Sgt. Kevin Johnson of the Dixie fire department said, "It seemed like he was
always there when you needed him."
Besides being a dispatcher and technician for Louisville EMS and sergeant-at-arms
for the Emergency Medical Services Employee Association, he was a member of the Kentucky
Rescue Association and attended Walnut Street Baptist Church.
But EMS was Vinzant's life and his "family," Lawrence said.
"I've got my suspicion that this job was his last foothold on life,"
Lawrence said. "A lot of people had been on him for a year or so to go on medical
disability ... When he wasn't in the hospital, he was at work."
Vinzant's funeral will be at 1 p.m. tomorrow at Nunnelley Funeral Home, 4327
Taylor Blvd., with burial in New Hope North Cemetery in Falkville, Ala.

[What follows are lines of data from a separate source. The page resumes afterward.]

PR #1598, opened 2021-05-27
wxGUI: easier switching between locations (GRASS GIS 8)

lindakladivova:
When switching to a map layer in a different location this message will appear:

Map layer in different location_004

### DIFF
--- a/gui/wxpython/datacatalog/tree.py
+++ b/gui/wxpython/datacatalog/tree.py
@@ -990,10 +990,10 @@ class DataCatalogTree(TreeView):
                             selected_mapset.data["name"],
                             selected_loc.data["name"],
                         ),
-                        caption=_("Map layer in different location"),
+                        caption=_("Map layer in a different location"),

Visitation will be at the funeral home from 2 to 9 p.m. today and from 10 a.m. to
6 p.m. tomorrow, when the body will be taken to Peck Funeral Home in Hartsell, Ala.
The family requests that expressions of sympathy take the form of contributions
to the American Heart Association or Kosair-Children's Hospital.
Survivors include his father, Roy W. Vinzant of Hartsell, Ala.; his mother, Mrs.
Helen Vinzant of Battle Creek, Mich.; three brothers, David, D., Terry D. and Timothy
Vinzant, all of Battle Creek; two sisters, Mrs. Sharon L. Myers and Treasa Vinzant, both
of Battle Creek; and a grandparent, Mrs. Berttie Vinzant of Hartsell.